TASK REQUIREMENTS » In the listing that follows, how many lines hold the string "issues"? Answer with the number only.

================

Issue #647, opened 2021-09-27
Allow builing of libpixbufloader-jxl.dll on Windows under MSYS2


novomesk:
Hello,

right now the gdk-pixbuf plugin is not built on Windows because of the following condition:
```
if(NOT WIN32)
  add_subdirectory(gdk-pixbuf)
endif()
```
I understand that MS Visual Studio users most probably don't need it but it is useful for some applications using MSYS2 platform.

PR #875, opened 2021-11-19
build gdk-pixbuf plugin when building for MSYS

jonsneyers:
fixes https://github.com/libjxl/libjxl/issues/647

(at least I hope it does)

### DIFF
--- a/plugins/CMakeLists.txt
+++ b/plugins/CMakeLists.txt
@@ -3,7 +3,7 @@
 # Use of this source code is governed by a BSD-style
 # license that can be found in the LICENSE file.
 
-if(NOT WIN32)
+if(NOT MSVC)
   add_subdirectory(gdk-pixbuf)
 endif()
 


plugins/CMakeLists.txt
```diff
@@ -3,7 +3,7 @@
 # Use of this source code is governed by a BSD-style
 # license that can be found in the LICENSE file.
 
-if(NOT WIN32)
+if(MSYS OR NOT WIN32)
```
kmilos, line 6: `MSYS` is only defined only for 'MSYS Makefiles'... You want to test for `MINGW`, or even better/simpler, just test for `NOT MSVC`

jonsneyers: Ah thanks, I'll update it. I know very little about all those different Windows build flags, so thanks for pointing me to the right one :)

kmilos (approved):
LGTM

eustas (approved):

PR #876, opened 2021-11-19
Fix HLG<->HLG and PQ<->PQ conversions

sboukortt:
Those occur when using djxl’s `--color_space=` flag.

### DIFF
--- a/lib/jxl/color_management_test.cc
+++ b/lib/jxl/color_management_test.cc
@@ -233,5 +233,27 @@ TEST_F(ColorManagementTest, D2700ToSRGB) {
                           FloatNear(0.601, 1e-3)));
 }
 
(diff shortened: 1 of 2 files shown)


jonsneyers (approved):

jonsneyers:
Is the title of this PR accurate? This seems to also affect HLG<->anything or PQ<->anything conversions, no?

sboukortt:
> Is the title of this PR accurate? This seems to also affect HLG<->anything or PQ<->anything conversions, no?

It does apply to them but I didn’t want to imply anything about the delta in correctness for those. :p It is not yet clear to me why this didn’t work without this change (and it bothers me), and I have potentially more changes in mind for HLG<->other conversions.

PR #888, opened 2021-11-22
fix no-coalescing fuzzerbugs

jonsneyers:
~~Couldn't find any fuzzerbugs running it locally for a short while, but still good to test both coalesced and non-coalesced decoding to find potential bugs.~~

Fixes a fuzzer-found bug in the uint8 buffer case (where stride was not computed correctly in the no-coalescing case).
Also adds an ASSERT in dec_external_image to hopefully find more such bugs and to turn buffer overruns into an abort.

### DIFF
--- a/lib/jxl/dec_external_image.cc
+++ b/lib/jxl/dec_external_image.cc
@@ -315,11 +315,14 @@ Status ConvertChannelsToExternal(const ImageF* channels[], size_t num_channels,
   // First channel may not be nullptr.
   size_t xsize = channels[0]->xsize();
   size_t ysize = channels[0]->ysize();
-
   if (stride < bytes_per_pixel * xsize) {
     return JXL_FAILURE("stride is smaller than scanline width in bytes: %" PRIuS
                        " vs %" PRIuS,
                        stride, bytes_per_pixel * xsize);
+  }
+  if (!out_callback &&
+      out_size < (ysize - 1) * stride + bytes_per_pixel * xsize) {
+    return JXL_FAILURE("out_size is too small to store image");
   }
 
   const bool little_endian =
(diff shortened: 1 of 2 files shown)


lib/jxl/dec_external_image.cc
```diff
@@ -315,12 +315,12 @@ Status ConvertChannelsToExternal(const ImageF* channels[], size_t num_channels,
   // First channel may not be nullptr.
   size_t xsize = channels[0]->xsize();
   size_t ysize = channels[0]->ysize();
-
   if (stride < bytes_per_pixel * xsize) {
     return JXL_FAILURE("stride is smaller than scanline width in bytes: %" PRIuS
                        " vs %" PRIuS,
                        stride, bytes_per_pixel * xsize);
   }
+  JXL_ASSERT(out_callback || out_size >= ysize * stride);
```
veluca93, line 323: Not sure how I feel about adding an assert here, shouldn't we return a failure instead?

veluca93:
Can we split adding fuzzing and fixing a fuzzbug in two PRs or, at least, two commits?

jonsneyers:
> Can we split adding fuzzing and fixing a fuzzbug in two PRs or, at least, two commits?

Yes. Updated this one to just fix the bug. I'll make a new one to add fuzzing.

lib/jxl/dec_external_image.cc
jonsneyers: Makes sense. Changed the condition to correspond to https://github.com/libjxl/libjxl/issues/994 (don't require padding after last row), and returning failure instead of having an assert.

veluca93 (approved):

================

RESULT OF THIS TASK » 2